• _Prompt_: The answer should consist of every line in the material below that has the word "KonvaEventObject".

• _Material to process_:
PR #630, opened 2019-04-06
Move getDummyContext into Shape class

tobymarsden:
I've been adding a new custom shape based on `Konva.Text` to support basic Markdown. All went well, and was surprisingly easy thanks to Konva's general amazingness, but I had to copy more functions from `Text` into my subclass than I wanted because the `getDummyContext` function was local to `src/shapes/Text.ts`. Because I couldn't access this dummy context from my new shape, I had to bring in every function from `Text` which called `getDummyContext()` so that it referenced the same context as the other functions in my subclass.

Very possible I've missed something here (so apologies in advance) but this PR moves the `getDummyContext` function into the `Konva.Shape` class, meaning it's now much easier to subclass `Konva.Text`, e.g. to provide a custom `sceneFunc`. 

I also removed the function from `Konva.Text` as it's now available through its parent, `Konva.Shape`.

### DIFF
--- a/src/Shape.ts
+++ b/src/Shape.ts
@@ -74,13 +74,6 @@ var linearGradient = 'linearGradient';
 var radialGradient = 'radialGradient';
 
 var dummyContext;
-function getDummyContext() {
-  if (dummyContext) {
-    return dummyContext;
-  }
-  dummyContext = Util.createCanvasElement().getContext('2d');
-  return dummyContext;
-}
 
 export const shapes = {};
 
@@ -201,6 +194,14 @@ export class Shape<Config extends ShapeConfig = ShapeConfig> extends Node<
     );
   }
 
+  _getDummyContext() {
+    if (dummyContext) {
+      return dummyContext;
+    }
+    dummyContext = Util.createCanvasElement().getContext('2d');
+    return dummyContext;
+  }
+
   /**
    * get canvas context tied to the layer
    * @method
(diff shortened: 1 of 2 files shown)


lavrton:
Thanks for the Pull Request. But to be honest I don't think it is very useful. Very rare shapes need to have access to such a context. I think it is ok to just duplicate `getDummyContext` function and use another context in your own situation.

tobymarsden:
Sure! The issue isn't needing to duplicate `getDummyContext` though, it's that subclassing `Text` is tricky as things are now because you also have to duplicate every single function which references `getDummyContext` in your subclass, because it's scoped to the file rather than the class. 

With this change, you can simply override, say, `sceneFunc`, rather than also having to copy+paste `_getTextWidth`, `measureSize` and `_setTextData`, which makes things significantly more maintainable.

lavrton:
Can show want shape you are trying to create?

Why you can not reuse `_getTextWidth`, `measureSize` and `_setTextData`? And how moving `getDummyContext` helps you?

lavrton:
Closing the issues for now as I don't see useful use cases for it.

lavrton:
Anyway, thanks for the Pull Request. Happy to discuss it again if you really need that change.

tobymarsden:
@lavrton When you try to reuse `_getTextWidth`, `measureSize` and `_setTextData` in a subclass of Konva.Shape, `getDummyContext()` ends up providing a different returned instance -- IMO `getDummyContext` should be scoped to the Konva.Shape class so you don't end up having to copy+paste every function that references it when subclassing, which is a real mess. With this change you can more easily subclass `Konva.Text` -- it makes them much more elegant.

Anyway, I have Markdown support working now -- I just have a huge chunk of duplicated code in the class because of the way `getDummyContext` is scoped, which makes maintaining subclasses in the future a pain.

lavrton:
>  When you try to reuse _getTextWidth, measureSize and _setTextData in a subclass of Konva.Shape

Reuse how? Do you have a demo or code sample?

PR #657, opened 2019-05-30
fix(pointer-events): fix possible undefined stage error

jquense:
Sometimes a shape may not have a stage associated with it? I was  hitting this in our app. I also cleaned up the event types a bit and added the pointer methods to Stage to be consistent with the other types

### DIFF
--- a/src/Node.ts
+++ b/src/Node.ts
@@ -163,21 +163,19 @@ const emptyChildren: Collection<any> = new Collection();
 let idCounter = 1;
 
 // create all the events here
-interface NodeEventMap {
+type NodeEventMap = GlobalEventHandlersEventMap & {
   [index: string]: any;
-  click: MouseEvent;
-  touchstart: TouchEvent;
-}
+};
 
-export interface KonvaEventObject<EventType extends keyof NodeEventMap> {
+export interface KonvaEventObject<EventType> {
   target: Shape | Stage;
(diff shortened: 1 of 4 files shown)


src/PointerEvents.ts
```diff
@@ -5,12 +5,10 @@ import { Stage } from './Stage';
 
 const Captures = new Map<number, Shape | Stage>();
 
-export interface KonvaPointerEvent extends KonvaEventObject<'touchstart'> {
+export interface KonvaPointerEvent extends KonvaEventObject<MouseEvent> {
```
jquense: pointer-events inherit from MouseEvent not TouchEvent

lavrton: I guess should be `PointerEvent`?

jquense: HA, yes that does make more sense

src/Node.ts
```diff
@@ -163,21 +163,19 @@ const emptyChildren: Collection<any> = new Collection();
 let idCounter = 1;
 
 // create all the events here
-interface NodeEventMap {
+type NodeEventMap = GlobalEventHandlersEventMap & {
```
lavrton: Wow. Thanks for that `GlobalEventHandlersEventMap`. Did know it exists. Super helpful.

PR #665, opened 2019-06-04
fix node registe event function type issue

iceafish:
KonvaEventListener will get a NodeEventMap entity, not NodeEventMap Key


lavrton:
Thanks!

Issue #510, opened 2018-12-04
Can not clone stage


lavrton:
Currently, it is not possible to clone a stage and reuse it. Cloning doesn't handle container change correctly.

```javascript
var cloned_stage = stage.clone();
cloned_stage.setContainer("container2");
cloned_stage.draw();
```

It this code expected result is new canvases in `container2`. But they are not here.

https://jsbin.com/kugabahoko/1/edit?html,js,output

As workaround we can convert stage into JSON and then recreate a stage from JSON.

wuhaochen:
Hi there, I got a similar issue recently when trying to use Vue-Konva to create two stages with the same vue component.

Traceback I got:
```
TypeError: Cannot read property 'removeChild' of null
    at Stage.setContainer (Stage.js?eba4:99)
    at Stage.constructor.<computed> [as container] (Factory.js?f0b4:77)
    at VueComponent.mounted (vue-konva.js?7591:308)
    at invokeWithErrorHandling (vue.runtime.esm.js?2b0e:1854)
    at callHook (vue.runtime.esm.js?2b0e:4213)
    at Object.insert (vue.runtime.esm.js?2b0e:3139)
    at invokeInsertHook (vue.runtime.esm.js?2b0e:6340)
    at Vue.patch [as __patch__] (vue.runtime.esm.js?2b0e:6559)
    at Vue._update (vue.runtime.esm.js?2b0e:3939)
    at Vue.updateComponent (vue.runtime.esm.js?2b0e:4060)
```

I think the issue is because the `parentElement` for the stage is a const `fakeContainer` and got destroyed at some point and the change here is going to try to call the `removeChild` on a `null` element.

Do you think it is reasonable to change `if (this.content)` to `if (this.content && this.content.parentElement)`?

I can try to create a minimum example if you think that is necessary.
(Basically made a Vue component including a v-stage and used it twice side by side.)

lavrton:
@wuhaochen please create a demo? Why do you need to clone the stage in `vue` app?

wuhaochen:
Hi @lavrton , I'm not able to reproduce the problem with jsfiddle or other service, however the issue shows up almost consistently when I'm trying to use `npm run serve` to test locally. Based on the Traceback, I suspect this is related to how npm update the page when source code changes.

The code I was using is basically https://codesandbox.io/s/vuekonvatemplate-d863r?fontsize=14 .

[...]

PR #668, opened 2019-06-09
Fixed set container for dangling stage, related to #510

wuhaochen:
Per our discussion in #510 .

The test I added is probably what happened to me, but I'm not sure how did it happen. The old code will such test.

The compiled file `konva.js` and `konva.min.js` has too much diff because of dependency versions etc. so I didn't include them in this patch.

### DIFF
--- a/src/Stage.ts
+++ b/src/Stage.ts
@@ -190,7 +190,9 @@ export class Stage extends Container<BaseLayer> {
     }
     this._setAttr(CONTAINER, container);
     if (this.content) {
-      this.content.parentElement.removeChild(this.content);
+      if (this.content.parentElement) {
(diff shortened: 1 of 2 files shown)


lavrton:
Thanks for the Pull Request, but probably it is not required now. There was an issue with `vue-konva`  and made a patch. Can you try the last `vue-konva` in your app? Doesn't it fix the issue you mentioned in #510?

wuhaochen:
Yes. That does fix my problem and I think the reason is exactly as stated in https://github.com/konvajs/vue-konva/issues/59. Thank you for fixing it.

On the other hand. I would still think that this change is good to make as there might be other case that similar thing could happen that resulting in a dangling stage, but I agree that it can probably wait until your next release.

PR #672, opened 2019-06-14
feat(Transformer): add draggable whitespace to anchors

DanielSchuech:
Hi,
at first thanks for the great library.

It is not easy to hit small transformer anchors on mobile devices. Big Anchors are not a real option because they are locking bad. Therefore add some free space around the visible anchors where dragging is enabled too. When using a value like 10 or 15 the feeling should be similar to most iOS apps like pages. It defaults to 0 to not change the current behaviour by default.

I currently named the property `anchorBoundingBoxSize`. If you have a better name for that property i could adjust the PR.

Best regards,
Daniel


DanielSchuech:
Fixed the tests and it is working in combination with padding now. I added the property `anchorBoundingBoxStrokeWidth` to show the draggable rect.

The draggable area for the anchors is moved 1/4 to the inside of the object and 3/4 to the outside. The following image should visualise that:
image
(blue Bbox border is only for demonstration with the parameter `anchorBoundingBoxStrokeWidth` set to 1. Default is 0)

lavrton:
Yeah, that functionality is useful, but the commit looks very complex from my point of view.

As the current workaround you can do just this:

```
transformer.find('._anchor').hitStrokeWidth(20);
```

lavrton:
I increased the default hit area for touch devices. Probably it will work just fine now.

PR #676, opened 2019-06-20
global document mock

tomasziwaszko:
There was an error while stage deserialization - document was undefined


lavrton:
Hmmm. It is better not to touch `global` variable. Can you show a demo a code sample where you see the error?

tomasziwaszko:
`Konva.Node.create(jsonData, 'container');` There is an other way to deserialize stage on Node.js side?

lavrton:
Just create a node without a container `Konva.Node.create(jsonData);`. Works good for me.

tomasziwaszko:
Works good for me too. Thx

• _Completed exercise_:
-export interface KonvaEventObject<EventType extends keyof NodeEventMap> {
+export interface KonvaEventObject<EventType> {
-export interface KonvaPointerEvent extends KonvaEventObject<'touchstart'> {
+export interface KonvaPointerEvent extends KonvaEventObject<MouseEvent> {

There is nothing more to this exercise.